In a landmark 14-year study, researchers have found that artificially sweetened drinks raise the risk of developing type 2 diabetes by more than a third, significantly higher than those loaded with sugar. It challenges the long-standing perception of diet drinks being a healthier alternative and suggests they may carry metabolic risks of their own.
In the first longitudinal study of its kind, led by Monash University, researchers tracked 36,608 participants over an average period of 13.9 years to assess how both sugar-sweetened beverages (SSBs) and artificially sweetened beverages (ASBs) impacted health outcomes. The self-reported health data, from the Melbourne Collaborative Cohort Study, was drawn from participants aged 40 to 69 years at the time of recruitment.
The researchers categorized both ASB and SSB intake into distinct groups: never or less than once a month; one to three each month; one to six drinks a week; and more than one beverage a day. Then, the association of sweetened beverage intake with the incidence of type 2 diabetes was assessed using modified Poisson regression and adjusted for lifestyle, obesity, socioeconomic and other confounding factors.
What they found was that drinking just one can of artificially sweetened soda increased the risk of developing type 2 diabetes by 38%, compared to people who didn’t consume these drinks at all. For those consuming the same amount of sugary drinks, the risk was 23% higher.
“Artificial sweeteners are often recommended to people at risk of diabetes as a healthier alternative, but our results suggest they may pose their own health risks,” said senior author Barbora de Courten, a professor at Monash University and RMIT, which was also involved in the study.

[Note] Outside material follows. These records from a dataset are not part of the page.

PR #407, opened 2018-10-22
Re #393 - fixed problem with propagating limits for Workspace

### LINKED ISSUE #393: CLI binary operator bug
Workspace properties such as `limits` are not correctly propagated when using the command line interface.

To reproduce use:

```
import mslice.cli as mc
ws1 = mc.Load('MAR21335_Ei60.00meV.nxs')
wsc1 = mc.Cut(ws1, 'DeltaE')  # Runs ok
ws2 = ws1 * 2
wsc2 = mc.Cut(ws2, 'DeltaE, -5, 55, 0.5', '|Q|, 0, 10')  # Runs ok.
wsc2 = mc.Cut(ws2, 'DeltaE')  # Gives a KeyError
```

The third `Cut` command (after the scaling operation) gives a `KeyError` because it has to infer the limits of the data, which should have been calculated in the `Load` stage and should be propagated to all child workspaces, but in the scaling operator (`ws2 = ws1 * 2`) is not.

Same errors occur for other binary operations (`+, -, /`).

mducle:
Fix for `rewrap` method of `Workspace` to so that limits are also propagated. Note that no checks are performed. For all current uses of `rewrap` (to propagate MSlice specific properties to child workspaces) such as binary and unary operators this is correct but if `rewrap` is later used for other algorithms, this might be cause errors...

**To test:**

Test that the script in the issue work without errors.

Fixes #393 .

### DIFF
--- a/mslice/workspace/workspace.py
+++ b/mslice/workspace/workspace.py
@@ -27,4 +27,5 @@ class Workspace(WorkspaceMixin, WorkspaceBase):
         new_ws.e_mode = self.e_mode
         new_ws.e_fixed = self.e_fixed
         new_ws.ef_defined = self.ef_defined
+        new_ws.limits = self.limits
         return new_ws


aybamidele:
@mducle Have you any idea why the builds keep failing? I says something about pyqt5 not installable.

PR #411, opened 2018-11-07
Fix issues when running with matplotlib > 2.1

martyngigg:
Description of work.

Mantid is upgrading matplotlib on Windows and this causes a few issues in mslice. This fixes
them in a backward compatible manner. For more information see the commit messages.

A few things to test:

* double-click overplot line on slice plot and check you can change the options
* double click on cut and do the same as above
* use the settings button on cut window to change line styles

### DIFF
--- a/mslice/models/colors.py
+++ b/mslice/models/colors.py
@@ -1,0 +1,106 @@
+"""
+Handles mapping between color representations and their english
+names. For example we want to populate dialogs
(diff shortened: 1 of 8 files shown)


aybamidele:
I've tested it and it looks alright. One thing I noticed (which might have been there already) is that when you perform a slice and change the default overplot line properties and then do an intensity plot, the overplot line properties are not preserved.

After the researchers adjusted the sugar-sweetened drinks data to account for BMI and waist-to-hip ratio, the statistical association was lost, suggesting that obesity is a mediating factor in this cohort. Essentially, the SSB–diabetes link appears to be driven largely by weight gain.
The same could not be said for the artificial sweetener group, however.
When the ASB data was adjusted to factor in BMI, the risk went from an unadjusted 83% to 43%, and when it was again scaled to account for waist-to-hip ratio, it remained at 38%. This suggests there's more than obesity at play. The researchers believe this result is due to an independent metabolic effect, possibly gut microbiome disruption or a change in glucose metabolism.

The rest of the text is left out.